I didn’t respond, still wrestling with my uncertainty, and he turned away, returning to the table and closing the book with a soft thud that seemed to resonate in the stillness. I felt the unwelcome loss of his presence beside me the moment he stepped away.

I joined him at the table, once more taking in the scattered notes and half-burned candles. “You’ve been doing this for a long time,” I said.

He nodded, his expression drawn with weariness. “There are better spells than the one we just tried, I just haven’t been able to reach them yet.”

His gaze flicked towards a darkened archway on the far side of the room, half-hidden behind collapsed shelving and creeping vines. I followed the line of his attention. “You don’t sound discouraged,” I said.

“I don’t have the luxury of being discouraged.” There was no bitterness in his tone, only determination, one of many traits I was beginning to admire in him. The realization stirred something in my chest, unfamiliar and unwelcome in equal measure. Before I could examine it too closely, he turned.

“Come,” he said. “There’s something I want to show you.”

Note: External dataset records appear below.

PR #1263, opened 2025-04-21
OCPBUGS-51261: controller: RTE `ConfigMap` predicate

Tal-or:
A continuation of #1216 which turns out to solve the problem only partially.

The ConfigMap generated by Kubelet controller
should be watched by NUMAResourceoperator controller,
so it will be able to act upon a ConfigMap change.

### DIFF
--- a/internal/controller/kubeletconfig_controller.go
+++ b/internal/controller/kubeletconfig_controller.go
@@ -20,12 +20,14 @@ import (
 	"context"
 	"errors"
 	"fmt"
+	"k8s.io/apimachinery/pkg/api/equality"
 	"slices"
 	"time"
 
 	corev1 "k8s.io/api/core/v1"
 	apierrors "k8s.io/apimachinery/pkg/api/errors"
 	metav1 "k8s.io/apimachinery/pkg/apis/meta/v1"
+	"k8s.io/apimachinery/pkg/labels"
 	"k8s.io/apimachinery/pkg/runtime"
 	"k8s.io/apimachinery/pkg/types"
 	"k8s.io/client-go/tools/record"
@@ -36,7 +38,9 @@ import (
 	"sigs.k8s.io/controller-runtime/pkg/client"
 	"sigs.k8s.io/controller-runtime/pkg/controller/controllerutil"
 	"sigs.k8s.io/controller-runtime/pkg/event"
+	"sigs.k8s.io/controller-runtime/pkg/handler"
 	"sigs.k8s.io/controller-runtime/pkg/predicate"
+	"sigs.k8s.io/controller-runtime/pkg/reconcile"
 
 	mcov1 "github.com/openshift/api/machineconfiguration/v1"
 
@@ -55,9 +59,10 @@ const (
 )
 
 const (
-	HypershiftKubeletConfigConfigMapLabel = "hypershift.openshift.io/kubeletconfig-config"
-	HyperShiftNodePoolLabel               = "hypershift.openshift.io/nodePool"
-	HyperShiftConfigMapConfigKey          = "config"
+	HypershiftKubeletConfigConfigMapLabel     = "hypershift.openshift.io/kubeletconfig-config"
+	HyperShiftNodePoolLabel                   = "hypershift.openshift.io/nodePool"
+	HyperShiftConfigMapConfigKey              = "config"
+	HyperShiftKubeletConfigConfigMapNamespace = "openshift-config-managed"
 )
 
 // KubeletConfigReconciler reconciles a KubeletConfig object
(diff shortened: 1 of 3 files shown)


test/e2e/install/install_test.go
```diff
@@ -356,9 +360,80 @@ var _ = Describe("[Install] durability", Serial, func() {
...
+			Eventually(func() bool {
+				updatedNrtObjs := &nrtv1alpha2.NodeResourceTopologyList{}
+				err := e2eclient.Client.List(context.TODO(), updatedNrtObjs)
+				Expect(err).ToNot(HaveOccurred())
+
+				for i := range updatedNrtObjs.Items {
+					nrt := &updatedNrtObjs.Items[i]
+					// in this specific test deployment,
+					// the same configuration should apply to all NRT objects
+					matchingResult := checkTopologyManagerConfigMatching(nrt, &cfg)
```
rbaturov, line 393: I think a better name instead of matchingResult could be `mismatchErrors` or `misconfigurationErrors`, since the function only returns details when a mismatch is found. What do you think?
I would change it inside the `checkTopologyManagerConfigMatching` function as well.

Tal-or: Thanks. Fixed

swatisehgal (commented):
Thanks for the PR and also adding e2e test.

I understand that the e2e test you have added allows us to ensure that we have expected Topology Manager configuration and I think this is of value but I am failing to understand how it is proof of the fact that we have resolved the issue at hand (NROP controller not creating new CM on node groups updates). Can you please explain?

Can we add an e2e test for validating that the code changes proposed here resolve the main issue and that new CMs are created if we point to a different node group. Adding an e2e would also automate the verification process of the bug.

Tal-or:
> Thanks for the PR and also adding e2e test.
> 
> I understand that the e2e test you have added allows us to ensure that we have expected Topology Manager configuration and I think this is of value but I am failing to understand how it is proof of the fact that we have resolved the issue at hand (NROP controller not creating new CM on node groups updates). Can you please explain?
> 
> Can we add an e2e test for validating that the code changes proposed here resolve the main issue and that new CMs are created if we point to a different node group. Adding an e2e would also automate the verification process of the bug.

The bug describes a symptom, but not the root cause. 
The root cause was that NROP controller is not watching for CM changes that are done by the Kubelet controller. This is  why we've added the predicate for.

With that being said it might be useful to add a test that mimic the bug description exactly. We should add it in the serial suite though since it would be too complex as an u/s test.

swatisehgal:
> With that being said it might be useful toadd a test that mimic the bug description exactly. We should add it in the serial suite though since it would be too complex as an u/s test.

Sure, addition to the serial suite sounds reasonable. Do you prefer to do that in the same PR or a follow-up? I am fine either way.

internal/controller/numaresourcesoperator_controller.go
```diff
@@ -672,6 +684,36 @@ func (r *NUMAResourcesOperatorReconciler) mcpToNUMAResourceOperator(ctx context.
 	return requests
 }
 
+func (r *NUMAResourcesOperatorReconciler) configMapToNUMAResourceOperator(ctx context.Context, cmObj client.Object) []reconcile.Request {
```
shajmakh, line 687: why do we need this if `configMapPredicates` is already filtering the config maps based on the NROP label?

Tal-or:
split the serial tests to https://github.com/openshift-kni/numaresources-operator/pull/1266 since we don't need to backport them

internal/controller/numaresourcesoperator_controller.go
Tal-or: `configMapToNUMAResourceOperator` is a function which converts the `ConfigMap` (A) events  to `NUMAResourceOperator` requests, because the `NUMAResourcesOperatorReconciler` expects to reconcile the NUMAResourceOperator CR and not a `ConfigMap` objects

The configMapPredicates is under filter layer that minimizes the `ConfigMap` events that gets into the `configMapToNUMAResourceOperator` function.

internal/controller/kubeletconfig_controller.go
```diff
@@ -155,9 +159,22 @@ func (r *KubeletConfigReconciler) SetupWithManager(mgr ctrl.Manager) error {
...
 	}
+	numaResourcesOperatorPredicate := predicate.Funcs{
+		UpdateFunc: func(e event.TypedUpdateEvent[client.Object]) bool {
+			nroOld := e.ObjectOld.(*nropv1.NUMAResourcesOperator)
+			nroNew := e.ObjectNew.(*nropv1.NUMAResourcesOperator)
+			oldNodeGroups := nroOld.Spec.NodeGroups
+			newNodeGroups := nroNew.Spec.NodeGroups
+			// if nodeGroups number has changed,
+			// it means that we should iterate and create/delete ConfigMap data for RTE pods
+			return len(oldNodeGroups) != len(newNodeGroups)
```
shajmakh, line 170: what about the case where the NROP CR was updated with different nodegroup but maintained same amount of entries in spec.nodegroup? in such case the condition would be false but in reality the groups changed

Tal-or: Right. let's do a simple compare instead

swatisehgal (commented):
LGTM from my side.

Will let @shajmakh add the label once she is happy enough.

internal/controller/kubeletconfig_controller.go
```diff
@@ -20,12 +20,14 @@ import (
 	"context"
 	"errors"
 	"fmt"
+	"k8s.io/apimachinery/pkg/api/equality"
```
shajmakh, line 23: nit: misplaced import

internal/controller/numaresourcesoperator_controller.go
shajmakh: ack I see how builder Watches is expecting an event handler and options, thanks for clarifying

shajmakh:
/lgtm
Thanks for handing this

PR #1268, opened 2025-04-25
internal: ensure total memory resources are equal on node level

shajmakh:
In
https://github.com/openshift-kni/numaresources-operator/commit/4f849a40fc669180f036b621f2cfb5c85d89f245 a deviation of the memory amount on NUMA level was added to allow more relaxed check for tests that involved reboot. This is correct but still need to verify that the total memory resources on node level is maintained after the reboot.
Add a verification step to verify that the total memory resources per compute node is same before and after, and add unit tests coverage.


internal/noderesourcetopology/equality.go
```diff
@@ -38,6 +38,22 @@ func EqualZones(zonesA, zonesB nrtv1alpha2.ZoneList, isRebootTest bool) (bool, e
 	zA := SortedZoneList(zonesA)
 	zB := SortedZoneList(zonesB)
 
+	if isRebootTest {
```
Tal-or, line 41: if we're aiming for checking at the node level, I think we can remove the `isRebootTest` flag, and use this checkas a sanity for all the tests

Tal-or (commented):
I would also add a link for the kernel docs/article that will backup our claim for not checking at the NUMA node level.

internal/noderesourcetopology/equality.go
shajmakh: good points, this is valid for any test

shajmakh:
> I would also add a link for the kernel docs/article that will backup our claim for not checking at the NUMA node level.

we do check numa level resources but with deviation as explained in this PR: https://github.com/openshift-kni/numaresources-operator/commit/4f849a40fc669180f036b621f2cfb5c85d89f245

Tal-or:
> > I would also add a link for the kernel docs/article that will backup our claim for not checking at the NUMA node level.
> 
> we do check numa level resources but with deviation as explained in this PR: [4f849a4](https://github.com/openshift-kni/numaresources-operator/commit/4f849a40fc669180f036b621f2cfb5c85d89f245)

So that means the `reboot` flag is still needed? 

What I was thinking is that if the check per numa node is not reliable after a reboot, then what do we gain here?
isn't checking at the node level is enough?

shajmakh:
> > > I would also add a link for the kernel docs/article that will backup our claim for not checking at the NUMA node level.
> > 
> > 
> > we do check numa level resources but with deviation as explained in this PR: [4f849a4](https://github.com/openshift-kni/numaresources-operator/commit/4f849a40fc669180f036b621f2cfb5c85d89f245)
> 
> So that means the `reboot` flag is still needed?
>

yes the flag is still needed when comparing the per numa resources amounts.

 
> What I was thinking is that if the check per numa node is not reliable after a reboot, then what do we gain here? isn't checking at the node level is enough?

In general, NUMA resources should be stable and same before and after system reboot, resources allocation per NUMA might change due to few reasons like BIOS configuration update or hardware settings updates but these are irrelevant to our case, so we expect to see same data reflected on NUMA zones before and after the reboot, this applies to all resources. However, we have observed cases in which the amounts may change such as memory distribution on NUMA nodes and sample devices distributions post reboot (https://github.com/openshift-kni/numaresources-operator/commit/fddb81f8a85abc9c04fc22301436a9da5740274b). In https://github.com/openshift-kni/numaresources-operator/commit/4f849a40fc669180f036b621f2cfb5c85d89f245 we added a relaxed check for memory only considering that the change in the memory resources on reboot is consistent on every occurrence and not significant in amount. In this PR we ensure that even with a small deviation being applied on memory resources on comparison, amounts should still be consistent on node level which matches the observations.

Tal-or:
> > > > I would also add a link for the kernel docs/article that will backup our claim for not checking at the NUMA node level.
> > > 
> > > 
> > > we do check numa level resources but with deviation as explained in this PR: [4f849a4](https://github.com/openshift-kni/numaresources-operator/commit/4f849a40fc669180f036b621f2cfb5c85d89f245)
> > 
> > 
> > So that means the `reboot` flag is still needed?
> 
> yes the flag is still needed when comparing the per numa resources amounts.
> 
> > What I was thinking is that if the check per numa node is not reliable after a reboot, then what do we gain here? isn't checking at the node level is enough?
> 
> In general, NUMA resources should be stable and same before and after system reboot, resources allocation per NUMA might change due to few reasons like BIOS configuration update or hardware settings updates but these are irrelevant to our case, so we expect to see same data reflected on NUMA zones before and after the reboot, this applies to all resources. However, we have observed cases in which the amounts may change such as memory distribution on NUMA nodes and sample devices distributions post reboot ([fddb81f](https://github.com/openshift-kni/numaresources-operator/commit/fddb81f8a85abc9c04fc22301436a9da5740274b)). In [4f849a4](https://github.com/openshift-kni/numaresources-operator/commit/4f849a40fc669180f036b621f2cfb5c85d89f245) we added a relaxed check for memory only considering that the change in the memory resources on reboot is consistent on every occurrence and not significant in amount. In this PR we ensure that even with a small deviation being applied on memory resources on comparison, amounts should still be consistent on node level which matches the observations.

I understand, but if the checks at the numa node level is not reliable, then why we need it? 
If we want to check that memory after the test is similar to the initial memory (before the test) then checking at the node level is enough

shajmakh:
> I understand, but if the checks at the numa node level is not reliable, then why we need it? If we want to check that memory after the test is similar to the initial memory (before the test) then checking at the node level is enough

Because of 2 reasons:
1. in tests requiring reboot, we set a specific deviation value that if exceeded the test should fail and something must have changed and we should look into that. As mentioned above, as long as the difference is consistent the test result should be pass. If something changes we want to detect and handle that. It is not enough to compare node-level memory even in reboot tests, but we want to ensure that the deviation value is not exceeded. 
2. In tests that don't require reboot, we still want to verify that the resource amount is the same before and after the test regardless of what type of resource the check is running on.

Tal-or:
> > I understand, but if the checks at the numa node level is not reliable, then why we need it? If we want to check that memory after the test is similar to the initial memory (before the test) then checking at the node level is enough
> 
> Because of 2 reasons:
> 
> 1. in tests requiring reboot, we set a specific deviation value that if exceeded the test should fail and something must have changed and we should look into that. As mentioned above, as long as the difference is consistent the test result should be pass. If something changes we want to detect and handle that. It is not enough to compare node-level memory even in reboot tests, but we want to ensure that the deviation value is not exceeded.
> 2. In tests that don't require reboot, we still want to verify that the resource amount is the same before and after the test regardless of what type of resource the check is running on.

Fair enough

Tal-or (approved):

PR #1269, opened 2025-04-25
cleanup: remove dangling ConfigMaps

shajmakh:
When node group in NRO CR is deleted the CM that corresponds to that CM is kept dangling. Similar to dangling DS and MCs, delete the dangling CMs during the NRO controller resync loop.


Tal-or (commented):
I can see the rational here but we're not suppose to delete the ConfigMap since it's managed by the Kubeletconfig controller and owned by the KubeletConfig CR:
https://github.com/openshift-kni/numaresources-operator/blob/597d9df3ffac7b084fefef8192f28c414c9f3087/internal/controller/kubeletconfig_controller.go#L214 

IOW, when KubeletConfig CR gets deleted, the ConfigMap will get deleted automatically by k8s

PR #1273, opened 2025-04-28
e2e: serial: Update MCPs on NRO CR deletion when customPolicy is set

rshemtov13:
As reboot triggered by NROP CR deletion and creation is not necessary for versions >= 4.18 since it causes tests 75854 and 75855 to fail unintentionally.
The changes here removes the wait for mcp updates and in addition ensures the before each function checks that the RTE pods are deleted properly.In addition to preserve the old behavior for versions <= 4.17 we're checking to see if the custom policysupport is enabled which then a waitForMcpUpdate is necessary.

### DIFF
--- a/internal/wait/pod.go
+++ b/internal/wait/pod.go
@@ -22,6 +22,8 @@ import (
 	"sync"
 	"time"
 
+	"golang.org/x/sync/errgroup"
+
 	corev1 "k8s.io/api/core/v1"
 	k8swait "k8s.io/apimachinery/pkg/util/wait"
 	"k8s.io/klog/v2"
@@ -108,4 +110,40 @@ func (wt Waiter) ForPodListAllRunning(ctx context.Context, pods []*corev1.Pod) (
 	}
 	wg.Wait()
 	return failed, updated
+}
+
+func (wt Waiter) ForPodListAllDeleted(ctx context.Context, pods []corev1.Pod) error {
+	if len(pods) == 0 {
+		klog.Infof("ForPodListAllDeleted called with an empty list of pods. Nothing to do.")
+		return nil
+	}
+
+	klog.Infof("Waiting for %d pod(s) to be deleted.", len(pods))
+
+	var eg errgroup.Group
+	for idx := range pods {
+		pod := pods[idx]
+		podKey := client.ObjectKeyFromObject(&pod).String()
+
+		eg.Go(func() error {
+			klog.Infof("Goroutine started: waiting for pod %s to be deleted.", podKey)
+			err := wt.ForPodDeleted(ctx, pod.Namespace, pod.Name)
+			if err != nil {
+				klog.Warningf("Failed to confirm deletion for pod %s: %v", podKey, err)
+			} else {
+				klog.Infof("Successfully confirmed deletion for pod %s.", podKey)
+			}
+			return err
+		})
+	}
+
+	err := eg.Wait()
+
+	if err != nil {
+		klog.Warningf("One or more pods were not deleted successfully: %v", err)
+	} else {
+		klog.Info("All pods were successfully deleted")
+	}
+
+	return err
 }
--- a/test/e2e/serial/tests/tolerations.go
+++ b/test/e2e/serial/tests/tolerations.go
@@ -26,8 +26,8 @@ import (
 	. "github.com/onsi/gomega"
 
 	"github.com/k8stopologyawareschedwg/deployer/pkg/clientutil/nodes"
-
 	"github.com/k8stopologyawareschedwg/deployer/pkg/deployer/platform"
+
 	inthelper "github.com/openshift-kni/numaresources-operator/internal/api/annotations/helper"
 	appsv1 "k8s.io/api/apps/v1"
 	corev1 "k8s.io/api/core/v1"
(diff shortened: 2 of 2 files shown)


shajmakh (commented):
Thanks for checking this, but beware that these tests run also on OCP <4.18 so they will still require reboot on older versions. I suggest two things:
1. require changes in both u/s and d/s: detect when we should expect reboot on RTE updates and adjust the same test's code.
  1.1. to manage labels for same tests that on some versions it needs reboot and on others it doesn't, we could add another feature label pointing to the new selinux policy support in 4.18+ and adapt that change in d/s ci to make the exclusions. 
2. requires change in u/s code only: create 2 new feature labels one for old selinux policy and one for new, split the tests into 2 versions one for 4.18+ and one for <4.18 update topics.json for all the branches with the relevant supported label.

test/e2e/serial/tests/tolerations.go
```diff
@@ -536,18 +536,37 @@ var _ = Describe("[serial][disruptive][rtetols] numaresources RTE tolerations su
...
 
-					err = fxt.Client.Delete(ctx, &nroOperObj)
+					By("Get list of worker nodes")
+					workers, err = nodes.GetWorkers(fxt.DEnv())
 					Expect(err).ToNot(HaveOccurred())
 
-					waitForMcpUpdate(fxt.Client, ctx, MachineConfig, time.Now().String(), mcpsInfo...)
+					By("verifying RTE pods removal on all worker nodes")
+					maxRetries := 20
+					for step := range maxRetries {
```
SargunNarula, line 548: range does not work with Integers.

SargunNarula (commented):
Great work, one correction below:
Please update the the PR description and commit message as it contains wrong test_ids.

test/e2e/serial/tests/tolerations.go
rshemtov13: As of Go 1.22 ranging over integers is possible. Thanks for the wrong test_id's i'll change it.

rshemtov13:
The required changes currently apply only to version 4.18 and above. For versions below 4.18, these changes would break the tests, as deleting the NROP CR in those versions requires a reboot. I will update the code to handle both scenarios appropriately.

ffromani:
the linter failure is about (allegedly) no longer needed code

test/e2e/serial/tests/tolerations.go
```diff
@@ -531,24 +533,56 @@ var _ = Describe("[serial][disruptive][rtetols] numaresources RTE tolerations su
...
 
-					By("taint one worker node")
+					By("Get list of worker nodes")
+					var err error
 					workers, err = nodes.GetWorkers(fxt.DEnv())
 					Expect(err).ToNot(HaveOccurred())
 
+					By("verifying RTE pods removal on all worker nodes")
+					maxRetries := 10
+					for step := range maxRetries {
```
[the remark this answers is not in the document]
rshemtov13: Understood I'll move it before the CR deletion of NROP.

test/e2e/serial/tests/tolerations.go
```diff
@@ -574,15 +587,15 @@ var _ = Describe("[serial][disruptive][rtetols] numaresources RTE tolerations su
...
-
 						err = fxt.Client.Create(ctx, nropNewObj)
 						Expect(err).ToNot(HaveOccurred())
 
-						mcpsInfo, err := buildMCPsInfo(fxt.Client, ctx, *nropNewObj)
-						Expect(err).ToNot(HaveOccurred())
-						Expect(mcpsInfo).ToNot(BeEmpty())
-
-						waitForMcpUpdate(fxt.Client, ctx, MachineCount, time.Now().String(), mcpsInfo...)
+						if customPolicySupportEnabled {
```
shajmakh, line 593: I understand the goal of this is to wait for reboots only when needed, which means we also need to update the `					fxt.IsRebootTest = true` to false so expect no resources deviations

shajmakh: uless there is another event that would trigger a node reboot/mcp update which in that case we still need to have the flag enabled

rshemtov13: Right, in that case the test would be considered non reboot.
I'll add a check at the beginning of each ```It()``` to update the value of ```fxt.IsRebootTest```.
Another nit here is the ```Label("reboot_required")``` which is not correct for versions > 4.18.
I'll do a future PR to split the reboot_required label to two different labels, probably that would be the best solution for this.

internal/wait/pod.go
```diff
@@ -109,3 +109,49 @@ func (wt Waiter) ForPodListAllRunning(ctx context.Context, pods []*corev1.Pod) (
...
+
+			lock.Lock()
+			if err != nil {
+				klog.Warningf("Failed to confirm deletion for pod %s: %v", podKey, err)
+				runningPods = append(runningPods, currentPod)
+			} else {
+				klog.Infof("Successfully confirmed deletion for pod %s.", podKey)
+				deletedPods = append(deletedPods, currentPod)
+			}
+			lock.Unlock()
```
shajmakh, line 143: can you clarify why this block is needed beside reporting? I believe this is already checked in the next verification step

internal/wait/pod.go
```diff
@@ -109,3 +109,49 @@ func (wt Waiter) ForPodListAllRunning(ctx context.Context, pods []*corev1.Pod) (
...
+	}
+
+	wg.Wait()
+
+	klog.Infof("Finished waiting for pod deletions. DeletedPods: %d, RunningPods: %d.", len(deletedPods), len(runningPods))
+	if len(runningPods) > 0 {
+		for _, pod := range runningPods {
+			klog.Warningf("Pod %s/%s was NOT confirmed as deleted.", pod.Namespace, pod.Name)
+		}
+	}
```
shajmakh, line 154: I see the point of this, and it is a good addition, except that this can be simpler especially because the nexted ForPodDeleted already reports the undelete pod, and because there is no use of the returned pod lists apart from verifying they fulfill the intention of the function (e.g delete all pods)
instead of waitgroup you can use errgroup.group (https://github.com/openshift-kni/numaresources-operator/blob/main/test/internal/deploy/deploy.go#L150C9-L150C23) and take advantage of the returned error from ForPodDeleted. then at the end of the function return wg.Wait() and outside assert the error expecting it to be nil, fail otherwise. Please correct me if I am missing the point of this.

test/e2e/serial/tests/tolerations.go
```diff
@@ -27,6 +27,8 @@ import (
 
 	"github.com/k8stopologyawareschedwg/deployer/pkg/clientutil/nodes"
 
+	"github.com/k8stopologyawareschedwg/deployer/pkg/deployer/platform"
+	inthelper "github.com/openshift-kni/numaresources-operator/internal/api/annotations/helper"
```
shajmakh, line 31: misplaced imports

shajmakh (commented):
Thanks for addressing the discussed points. I have one comment apart from that it lgtm.

test/e2e/serial/tests/tolerations.go
rshemtov13: Right, will address.

internal/wait/pod.go
rshemtov13: I see what you mean, yes it would be better to return an error. I'll address that, thanks for noting this.

internal/wait/pod.go
```diff
@@ -109,3 +111,39 @@ func (wt Waiter) ForPodListAllRunning(ctx context.Context, pods []*corev1.Pod) (
...
+
+	err := eg.Wait()
+
+	if err != nil {
+		klog.Warningf("One or more pods were not deleted successfully: %v", err)
+	} else {
+		klog.Info("All pods were successfully deleted")
+	}
+
+	return eg.Wait()
```
shajmakh, line 148: just return `err`

shajmakh:
/lgtm
/approve
thanks for addressing the open points!

PR #1274, opened 2025-04-30
api: e2e: serial: initialize slice with correct length in CloneList

SargunNarula:
The CloneList function previously created a slice with length 0 and only set capacity, which led to a runtime panic when accessing ret[idx].


ffromani:
yes, this is my fault, thanks for catching up. Please let's add some unit tests to this code.

ffromani:
superceded by #1297

PR #1296, opened 2025-05-11
Onboard NROP must gather to Konflux

rbaturov:
* Add initial tekton files for build pipelines.  
* Add rpm locking for must gather container (to be enabled with hermetic builds)
* Add build pipeline file containing metadata added to avoid code duplication across tekton files.
* Update tekton tasks images.
* Add renovate configuration and use pinned digest for dockerfiles


.konflux/must-gather/must-gather.konflux.Dockerfile
```diff
@@ -1,4 +1,4 @@
-FROM brew.registry.redhat.io/rh-osbs/openshift-ose-must-gather-rhel9:v4.20@sha256:23a673af8dfe9e048c4a348a671d8c3b741e4a2fff37b54c0f825b9810940d99 as mgbuilder
+FROM registry.redhat.io/openshift4/ose-must-gather-rhel9@sha256:38c4e287bae87451ded2d57b8b87e82375f79d249e0901ed4f0f7aabf42ab4e2 as mgbuilder
```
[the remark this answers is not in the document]
rbaturov: https://catalog.redhat.com/software/containers/openshift4/ose-must-gather-rhel9/652809b17e435c863687fed2?container-tabs=gti

Thanks for catching this.
I took it from here. This is part of 4.18 release.
The tag is the latest.
Should we find one for 4.20?

.tekton/build-pipeline-must-gather.yaml
```diff
@@ -0,0 +1,580 @@
+apiVersion: tekton.dev/v1
```
yanirq, line 1: what is the diff between this file and the existing build-pipeline.yaml file ?  why the duplication ?

.tekton/build-pipeline.yaml
```diff
@@ -138,6 +138,8 @@ spec:
           value: $(params.output-image).git
         - name: ociArtifactExpiresAfter
           value: $(params.image-expires-after)
+        - name: dev-package-managers
```
yanirq, line 141: does this addition really belong here ?

rbaturov: Nice catch. It shouldn't be there.

.tekton/build-pipeline-must-gather.yaml
rbaturov: There are differences, it is not one to one. for example you added the generate-labels task. But there are more than that you added:

```
    - default: "true"
      description: Whether to append the platform string to the end of the build image tag
      name: image-append-platform
      type: string
      
    - default: "false"
      description: Enable dev-package-manager within prefetching task
      name: dev-package-managers
      type: string
```

We can possibly merge these, let's discuss it.

rbaturov: It has been decided to keep these two files separately and not try to merge them due to the changes.

.konflux/must-gather/must-gather.konflux.Dockerfile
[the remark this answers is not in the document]
yanirq: ok no , this is something we get only in GA (which at the time i am writing this its 4.18)
see if you can use the latest tag (or even without if it is pulling the latest) 
we need to remember to pin the version when we GA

This time, I followed without hesitation. He led me through the archway and into another corridor—this one less ruined, though still touched by neglect. The air shifted as we walked, growing cooler and quieter, as though the space itself held its breath. Until at last, we stepped out into the open.

My breath caught with wonder. The night stretched endlessly above us, deeper than any sky I had ever seen—as we’d conversed night had fully fallen, and now the expanse was ink-dark and scattered with stars that burned brighter than they had any right to, as though this world had forgotten how to dim them.

Moonlight spilled across the stone balcony, bathing everything in silver, softening the ruin into something almost beautiful.

For a moment, I forgot to breathe. “It’s beautiful,” I murmured.

“It wasn’t always like this,” Evander said, his gaze fixed on the horizon. “Before the curse, this place was…alive.”

I moved closer to the edge of the balcony, resting my hands lightly against the cool stone. Evander joined me a moment later, close enough our shoulders brushed. Rather than move away, I leaned in closer, seeking his presence.

I followed his gaze, taking in the vast expanse above us.

The stars shimmered with impossible clarity, like a painting just completed, its fresh paint still glistening.

Silence settled between us, but it wasn’t empty.

The night breathed around us—the faint whisper of wind, the distant echo of something unseen, alive in a way that felt beautiful and almost real.

“I don’t understand this world,” I admitted, my voice soft so as not to shatter the reverence around us. “Or how I fit into it. Part of me is still convinced this is a dream; the other part doesn’t know what to think.”

“You’re not meant to fully understand yet,” he said.

“Then what am I meant to do?”

His gaze shifted to me, steady and searching in a way that made it difficult to look away. “Just stay. You don’t have to keep running anymore.”